─── Exercise inputs ───
PR #5064, opened 2026-07-26
fix(schema): survive dolt#11131 encoding drift in the aux row re-key (#4380)

### LINKED ISSUE #4380: Aux row re-key crashes the migration pass on dolt#11131-class drifted storage (server panic 'invalid hash length: 19') — fix: skip-and-warn per table
## Problem

On databases carrying the dolthub/dolt#11131 class of storage drift (TEXT/LONGTEXT columns ALTERed under a pre-2.1 Dolt: row bytes left un-rewritten), **the aux row re-key crashes the whole migration pass mid-way**.

The re-key (bd-6dnrw.2 lineage) scans every column of `events`/`comments`/`issue_snapshots`/`compaction_snapshots`. Decoding one of the affected cells makes the Dolt **server** panic and drop the connection:

```
Error 1105 (HY000): panic recovered: invalid hash length: 19
  github.com/dolthub/dolt/go/store/val.AdaptiveValue.convertToTextStorage
  github.com/dolthub/dolt/go/store/val.(*TupleDesc).GetStringAdaptiveValue
```

The migration pass dies between cursor updates, leaving a dirty working set; subsequent passes hit the dirty-table gates. On our single shared sql-server (~140 databases, 28 with drifted tables) this blocked a fleet-wide migration drain until patched.

The underlying storage defect is dolt-side — we reported our variant as dolthub/dolt#11205 (follow-up to #11131, filed at @timsehn's request); affected cells are not even repairable from SQL (`UPDATE`/`DELETE` of the bad rows panic the same way). So bd cannot assume the data can be fixed first: **the migration path itself has to survive these tables.**

## Fix we ship on our fork (offer to PR)

[`767d5dcdef`](https://github.com/marcodelpin/beads/commit/767d5dcdefbaa497da30b8da1e37f44c4228e198): the re-key detects the panic signature per table, logs a loud warning, **skips that table and continues the pass**. Migrations complete; the skipped table keeps its old per-clone row ids.

Rationale for skip-over-fail: on a shared single sql-server the cross-clone PK convergence the re-key provides is moot for that table anyway, while a crashed migration pass takes the whole database out of upgradability. The warning keeps the skip visible to operators.

Given this week's bd-578h9 hardening series touches the same pass, happy to send the PR rebased on current main — or adapt the detection (it keys on the `invalid hash length` panic substring) to whatever shape you prefer.

maphew:
## Why

Fixes #4380.

A database whose `events` / `comments` storage carries dolthub/dolt#11131 encoding drift cannot be opened by bd 1.1.0 at all. The aux row-id re-key scans every column of the four aux tables; on a drifted table that scan panics inside Dolt (`invalid hash length: 19`), which aborted the whole `MigrateUp` pass — and since the pass is re-attempted on every open, the panic recurred on every start. The only build that could read the data was the pre-re-key one, so affected users had **no upgrade path onto 1.1.0**, forward or back.

Five independent environments confirmed it on #4380, four of them on released Homebrew `bd 1.1.0` + `dolt 2.1.10`, including single-user remote-backed databases — this is not a fleet-only or shared-server-only failure. @aaronlippold summarised it as "a breaking change for upgrade from 1.0.5 to 1.1.0".

The drift itself is not bd's to repair: the rows are physically undecodable, no SQL read or write can touch them, and healing them needs Dolt's `schema-encoding-drift recover-rows` (dolthub/dolt#11133), which @marcodelpin has since verified end-to-end on a live database. Dolt 2.1.10 stops *new* drift, and bd's own migration 0057 already guards the 0048 re-application that produced it locally. What was still missing is that **the migration path has to survive tables it cannot read**. That is all this PR does.

## Credit

The fix is @marcodelpin's, from [`767d5dcd`](https://github.com/marcodelpin/beads/commit/767d5dcdefbaa497da30b8da1e37f44c4228e198) on their fork, absorbed here with the semantic rework requested in [my review on #4380](https://github.com/gastownhall/beads/issues/4380#issuecomment-4897269733) rather than leaving them to do another round trip. The diagnosis behind it — the chunk-level characterisation, the negative result on the minimised fixture, the `dolt 2.1.10` re-test, the `recover-rows` verification — is theirs too, on the issue. `isSchemaEncodingDriftErr` and its table-driven test come from that commit.

## What changed vs. the fork commit

The fork's skip cleared the in-progress sentinel and returned nil, so `ignoredSource.migrate` recorded marker version 9 later in the same pass and `!markerPending` then barred re-entry forever. The warning promised "re-run the re-key after the storage drift is repaired", but no path existed to do so. On a single shared sql-server that loss is moot (one copy of every row, clones never merge), as the commit message says; upstream serves merge topologies, where the skipped table would keep its per-clone-random 0037 ids permanently.

So the skip is now **recorded and resumable**:

- **New clone-local record** `aux_row_rekey_drifted` in `local_metadata` (dolt-ignored, like the sentinel), naming the skipped tables. It re-admits the re-key after the marker is recorded, and a **post-marker pass re-keys only the recorded tables**. The others converged in the completed pass, and rows minted since carry app-minted ids already consistent across clones — re-keying those on one clone alone would manufacture the divergence the re-key exists to remove. Scoping keys on the marker, not on the sentinel, so a retry that itself dies on some unrelated error stays scoped rather than widening back to all four tables on the next pass.
- **The in-progress sentinel keeps its exact meaning** — "a rewrite is in flight" — and is cleared on a skip like any completed pass. It is deliberately *not* reused as the durable record: `MigrateUp` reads it to exempt the aux tables from the pre-existing-dirty and changed-signature guards, which is right for a crashed pass's partial UPDATEs sitting in the working set, but leaving it set indefinitely would relax those guards for the life of the clone.
- **`MigrateUp` extends that exemption to the recorded drifted tables**, and it matters more there than for the crash case: the changed-signature guard reads dirty tables through `dolt_diff`, which decodes exactly the cells that panic, so a drifted table left in `dirtyBefore` would fail the pass on the *read* and re-create the unopenable database this is meant to end.
- Both records are read in one round trip (`readAuxRekeyState`), so `MigrateUp` and the re-key each cost one existence probe instead of two apiece.

`TestRekeyAuxRowIDsKeepsSentinelOnFailure`'s invariant is untouched: a non-drift failure still aborts and still keeps the sentinel.

## Things worth knowing before you merge

- **A resumed pass re-keys the whole drifted table**, including rows minted between the skip and the repair, exactly as the existing crash-resume path does. That is why the retry rides every subsequent migration pass instead of waiting to be asked — the sooner it lands, the smaller that set.
- **The retry needs a pass to run.** `MigrateUp` short-circuits on `migrationWorkNeeded`, so an affected clone in steady state retries when the next migration ships, not on every open. Deliberate: the alternative is re-scanning a large `events` table on every command for a repair that may be months away. An explicit trigger (`bd doctor` surface, or a flag on `bd migrate`) is the obvious follow-up and I'm happy to take direction on it.
- **`local_metadata` is ephemeral** — migration 0030 says so explicitly: recreated empty on a working-set reset. A reset therefore loses the drift record and makes the skip permanent and silent. The in-flight sentinel has carried that same fragility since bd-578h9.16; flagging it rather than pretending otherwise.
- **Drift also produces readable garbage** (~10% of affected cells in @marcodelpin's characterisation return a zero payload). Those scan without error, so their rows are re-keyed from corrupt content and converge to an id no healthy clone derives. Nothing here can detect that; it is one more reason the storage repair is still required. The code comment says so.
- Warnings go to the standard logger, not the package's `stderr` progress writer, which is TTY-gated to `io.Discard`. That writer is right for progress chatter; a silent skip for piped/CI/agent callers — the ones least likely to notice divergent ids later — is not. This reverses the mechanical suggestion in my own review, for that reason.

## On the classifier

Kept as the bare `invalid hash length` substring rather than tightened to `panic recovered: invalid hash length` or to `: 19`, also reversing an optional suggestion in my review, because both narrower forms have a worse failure mode here — a miss falls through to the abort that leaves the database unopenable:

- The width varies with the direction of the tag flip. Migration 0057's own comment records both `invalid hash length: 19` on read and `invalid hash length: 1` on insert/merge for this same drift.
- The `panic recovered:` wrapper is added by the SQL engine; a path surfacing the panic unwrapped would not match.

The cost is bounded: dolt raises the phrase from `hash.New` generally, but reaching this classifier at all means the re-key could not read the table, so skipping and recording it is the same correct answer. Everything without the phrase still aborts the pass.

## On the storage boundary

Classifying a Dolt panic message inside `internal/storage/schema` brushes against the driver direction in `docs/PROJECT_CHARTER.md`. This package already hosts Dolt-message classifiers in the same style (`RemoteRefUnavailableErr`, `MissingMigrationObjectErr`), and this is migration survival for rows that are unreadable by design, so it seems acceptable here — flagging it so the storage-layer owners can say whether drift detection should eventually move behind the driver interface. @coffeegoddd.

## Testing

- `go test ./internal/storage/schema/` and `./internal/storage/...` green; `go vet` and `gofmt` clean.
- New in `aux_row_id_drift_test.go`: the classifier table (from the fork, plus the `: 1` and unwrapped-panic cases); a drifted table skipped while the pass completes and the record is written; **drift surfacing mid-rewrite** rather than on the scan, asserting the half-re-keyed table is recorded and committed; a non-drift error still aborting; a post-marker pass touching **only** the recorded table; the same when the sentinel is also set from a crashed retry; and the record surviving a still-unrepaired retry. sqlmock matches in order, so "exactly one table probe" is a real assertion that the other three are untouched.
- Two existing tests updated for the changed probe shape, not for changed behaviour.

Not exercised end-to-end against real drifted storage — the panic cannot be produced by any plain Dolt operation (see dolthub/dolt#11131), and @marcodelpin found their minimised fixture still carried recoverable fragments of production content, so it could not be shared. Their standing offer to run diagnostics by proxy against the drifted database is the way to close that gap; I'd like to take them up on it for this branch before it lands.

### DIFF
--- a/internal/storage/schema/aux_row_id_backfill.go
+++ b/internal/storage/schema/aux_row_id_backfill.go
@@ -4,6 +4,8 @@ import (
 	"context"
 	"database/sql"
 	"fmt"
+	"log"
+	"slices"
 	"sort"
 	"strings"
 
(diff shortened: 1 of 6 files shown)


maphew:
Status note: this fix shipped today as hotfix release [v1.1.2](https://github.com/gastownhall/beads/releases/tag/v1.1.2), cherry-picked onto a v1.1.0-based branch (`hotfix/v1.1.1`, commit 564049bb8) so bricked 1.1.0 users regain an upgrade path — see the announcement on #4380. (The v1.1.1 tag exists but was never published; its release run failed on a stale MCP lockfile and the number was burned rather than rewriting a pushed release tag.)

This PR remains the main-line landing and its gate is unchanged: it still wants storage-owner input on the classifier-in-schema-package question, and reporter validation against real drifted storage — which the shipped release should now make possible.

maphew:
Reviewed at `2fd873e4`.

The classifier and skip/resume focused tests pass, but the resumed path has one dirty-working-set gap. `schema.go` removes every recorded drift table from `dirtyBefore` before knowing whether repair has made the table readable. Once readable, unrelated uncommitted edits can therefore be swept into the migration commit with the rekey.

Please retain the exemption only while `dolt_diff` still fails with the drift signature; after repair, signature-check and preserve pre-existing dirties normally. The branch also needs rebasing, storage-owner input, and the promised real drifted-store validation. This overlaps #4804's migration-open fast path but solves a distinct auxiliary-row corruption case; keep it separate and avoid broadening either patch across the storage boundary.

maphew:
Rebased onto current `main` (`1b67d0b1f`) across the multi-pass re-key restructure (`423afdcb2`), which is where the conflict lived: main split the re-key into gated passes (`auxRekeyPasses`) while this PR extends the sentinel with a drift record.

How the reconciliation resolves that: the carry keeps **one shared drift record across both passes**. Both passes run the identical `rekeyAuxRowTable` rewrite over the identical `auxRekeyTables` set - only their gates differ - so whichever pass retries first does the work, and clearing the record correctly makes the remaining pass a no-op. That invariant is now documented on `auxRowRekeyDriftedKey` and pinned by a new test at the `rekeyAuxRowIDsAllPasses` level.

Two hardening changes landed alongside, out of a second review pass on the reconciliation:

- `readAuxRekeyState` filters recorded names against `auxRekeyTables`, so a stray or hand-edited drift-record value can never exempt an arbitrary table from `MigrateUp`'s dirty guards.
- The state read moved ahead of the marker short-circuit (drift re-admission requires it). Cost: migrating opens pay one extra `INFORMATION_SCHEMA` probe per pass; steady-state opens pay nothing (`migrationWorkNeeded` short-circuits earlier).

`internal/storage/schema` suite green locally on the pushed head (`CGO_ENABLED=0`, `gms_pure_go`).

maphew:
Rebased onto current main to clear the merge conflict.

The conflict was in `lock_test.go`: main's cursor-existence probe (from #5847, be-bv7x) and this branch's multi-pass comment rewrite touched the same mock-expectation block. Resolution keeps both - the probe expectation plus the per-pass drift-state reads. The same probe expectation was also added to the drift/backfill tests this branch introduces (7 call sites), since `pendingVersions` now probes `ignored_schema_migrations` existence before reading the cursor.

`go test -tags gms_pure_go ./internal/storage/schema/` is green locally; no production-code changes, test-only reconciliation.

julianknutsen:
Maintainer rebase: retargeted onto `release/1.3.0` for the 1.3.0 release.

This is a release-critical safety fix — a database carrying dolthub/dolt#11131 encoding drift cannot be opened at all until the aux row re-key survives the tables it cannot read — so it should ship with 1.3.0 rather than wait on the main-line queue. Per the maintainer guidelines, rebases are our work, not yours; nothing is needed from you here.

## What moved

- Old base: `b7175be22` (ancestor of `main`)
- New base: `71377f276` = `origin/release/1.3.0`
- Old head: `cfca21760` → new head: `893f4f895`
- PR base changed `main` → `release/1.3.0`

## Conflicts

None. `release/1.3.0` was cut at the same commit as `main` (`71377f276`), and the branch was already `MERGEABLE` against `main`, so both commits replayed cleanly with no resolution required. The resulting diff is byte-identical to the pre-rebase one: 6 files, +754/-70, matching the counts GitHub showed before the retarget. Your earlier reconciliations — the multi-pass `auxRekeyPasses` carry with one shared drift record, and the `lock_test.go` cursor-existence-probe merge from #5847 — are all intact and untouched.

## Your commits are preserved

Both commits were rebased, not squashed, and keep their original authorship:

- `2d323db35` — `fix(schema): survive dolt#11131 encoding drift in the aux row re-key (#4380)`, authored by @maphew with `Co-authored-by: Marco Del Pin <marco.delpin@gmail.com>` intact
- `893f4f895` — `ci: retrigger - lint failed on a transient golangci schema fetch timeout`

No maintainer commit was added; the force-with-lease push carries only the rebase.

## Verification on the rebased head

Run with the repo's canonical flags (`CGO_ENABLED=1`, `-tags=gms_pure_go`):

- `go build ./...` — clean
- `go vet ./...` — clean
- `gofmt -l internal/storage/schema/` — clean
- `./scripts/test.sh ./internal/storage/schema/...` — `ok` (the only package the diff touches)
- `./scripts/test.sh ./internal/storage/...` — all packages `ok`, including `dolt`, `embeddeddolt`, and `uow`, since `MigrateUp`'s dirty-guard change is consumed there

Every test this PR adds runs and passes on the new base, including `TestIsSchemaEncodingDriftErr`, `TestRekeyAuxRowIDsSkipsDriftedTable`, `TestRekeyAuxRowIDsSkipsDriftDuringRewrite`, `TestRekeyAuxRowIDsAbortsOnNonDriftError`, `TestRekeyAuxRowIDsResumesDriftedTableOnly`, `TestRekeyAuxRowIDsResumeStaysScopedAfterCrash`, `TestRekeyAuxRowIDsKeepsDriftRecordWhileUnrepaired`, and `TestRekeyAuxRowIDsAllPassesSharesDriftRecordAcrossPasses`.

## Still open from the thread (for the reviewer, not for you)

Carrying these forward so the retarget does not bury them:

- The 2026-08-02 review asked that the `dirtyBefore` exemption be retained **only** while `dolt_diff` still fails with the drift signature, so that after repair a readable table's pre-existing dirty edits are signature-checked normally instead of swept into the migration commit. On the current head `MigrateUp` still drops every recorded drifted table from `dirtyBefore` unconditionally. Reviewer's call whether that is a merge blocker or a follow-up bead.
- Storage-owner input on hosting the dolt-message classifier inside `internal/storage/schema` (@coffeegoddd), raised in the PR body.
- Validation against real drifted storage, which @marcodelpin offered to run by proxy.
- The explicit retry trigger (a `bd doctor` surface or a flag on `bd migrate`), noted in the PR body as an obvious follow-up.

## Next

Labeled `status/needs-review-auto`; the auto-review pipeline takes it from here. Not merged and not approved by this action. If `release/1.3.0` does not reintegrate into `main`, this will need a forward-port — flagging it so the main-line landing this PR was originally opened for is not lost.

Thanks for carrying @marcodelpin's fix through the semantic rework and three rebases rather than sending it back around.

_claude-opus-5-unknown-reasoning on behalf of Julian Knutsen_

julianknutsen:

Track progress: https://factory.gascity.com/city/maintainer-city/runs/gcg-5436965277258442

julianknutsen:
## Maintainer Adoption Review

Thanks for the contribution, @maphew! This PR makes `bd` survive the dolt#11131 encoding-drift condition in the aux row-id re-key migration (#4380). Before this change, a database that had accumulated that drift would panic in `rekeyAuxRowTable` and abort `MigrateUp` on every open, leaving the database effectively unopenable. Your fix detects the encoding-drift error, skips and records the affected aux table so the migration completes and the database opens, and re-keys the drifted tables on a later pass — which is exactly the kind of graceful-degradation-plus-recovery behavior that keeps existing users' databases from getting stuck.

### Original PR Review
Decision: approve.

Specific gaps fixed:
- The first version of the fix exempted **all** aux tables from the `dirtyBefore` edit-protection on a post-marker resume pass. On a resume where only some tables had drifted, that could drop a non-drifted table's pre-existing user edits from protection. The final patch scopes the exemption to exactly the drifted/rewritten tables by deriving it from the same `tablesToRekey` pass selector that the rewrite uses (`schema.go`), so the exempt set is a subset of the rewritten set by construction and a non-drifted table stays protected.
- The retry-state branching had grown into a complexity hotspot in `rekeyAuxRowIDsPending` / `MigrateUp`. The final patch lifts the gate and table-selection logic into a focused, pure `tablesToRekey` helper (`aux_row_id_backfill.go`), which also removes the risk of the exemption path and the rewrite path drifting apart.
- A regression test, `TestAuxRekeyExemptTablesScopedToRewrittenTables`, now pins the scoped exemption: exempt equals the drifted subset on a post-marker crashed-sentinel resume, all four tables on a marker-pending pass, and empty on an already-converged database.

Review findings addressed (fixed in commit `5d4023f3`):
- **Behavioral correctness (major):** `dirtyBefore` over-exemption on post-marker resume — exemption is now derived from the shared `tablesToRekey` selector, so it can no longer drop a non-drifted table's edits.
- **Maintainability / readability:** retry-state branching complexity hotspot — extracted into the pure `tablesToRekey` predicate.
- **Test evidence:** missing regression test for the scoped exemption — added (`TestAuxRekeyExemptTablesScopedToRewrittenTables`).
- **Error handling (minor):** `readAuxRekeyState`'s `rows.Scan` error path did not degrade on an encoding-drift error like its `QueryContext` / `rows.Err()` siblings — made symmetric.
- **Documentation (non-gating):** clarified in-code, on `migrationWorkNeeded`, that convergence after a repaired drift is deliberately opportunistic so steady-state opens stay cheap.

Non-blocking follow-ups (shared for visibility — NOT completed in this PR):
- No non-blocking follow-ups: every finding raised in review was addressed in commit `5d4023f3`. For awareness, the review noted three inherent limitations of the underlying dolt#11131 drift that are already acknowledged in code and are not action items for this PR: (1) a broad `invalid hash length` match can classify a non-#11131 error as drift, which still yields an openable database; (2) "silent-garbage" drift (cells that decode to a zero payload without panicking) re-keys corrupt content, which is why storage repair is still required; and (3) whole-table retry re-keys rows minted since the skip, matching the existing crash-resume path. None are introduced by this PR.

### Maintainer Changes
Maintainer fix pushed directly to the PR branch, on top of your commits:
- `5d4023f3` fix(schema): scope aux-rekey dirtyBefore exemption to the rewritten tables — 5 files changed, +273 / -85.

Your original commits are preserved unchanged.

### Final Review Status
Ready for the merge queue: final head `5d4023f3` has passing CI (Migration Test Harness is green; the `main`-targeted suites re-run automatically under the merge queue's `merge_group` gate at merge time), and the merge-ready metadata is in place. I am marking this PR `status/merge-ready` so the merge queue can pick it up.

CI: https://github.com/gastownhall/beads/actions/runs/33228941991

### Review Iterations
2 review passes performed. Iteration 1 requested changes — scope the resume exemption to the drifted tables only, flatten the retry-state complexity, and add a regression test. Iteration 2 verified the fix commit and approved with no new findings.

---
───
◆ Work to complete: Extract each line from the entries above that contains the string "retries".

◆ Result:
- **The retry needs a pass to run.** `MigrateUp` short-circuits on `migrationWorkNeeded`, so an affected clone in steady state retries when the next migration ships, not on every open. Deliberate: the alternative is re-scanning a large `events` table on every command for a repair that may be months away. An explicit trigger (`bd doctor` surface, or a flag on `bd migrate`) is the obvious follow-up and I'm happy to take direction on it.
How the reconciliation resolves that: the carry keeps **one shared drift record across both passes**. Both passes run the identical `rekeyAuxRowTable` rewrite over the identical `auxRekeyTables` set - only their gates differ - so whichever pass retries first does the work, and clearing the record correctly makes the remaining pass a no-op. That invariant is now documented on `auxRowRekeyDriftedKey` and pinned by a new test at the `rekeyAuxRowIDsAllPasses` level.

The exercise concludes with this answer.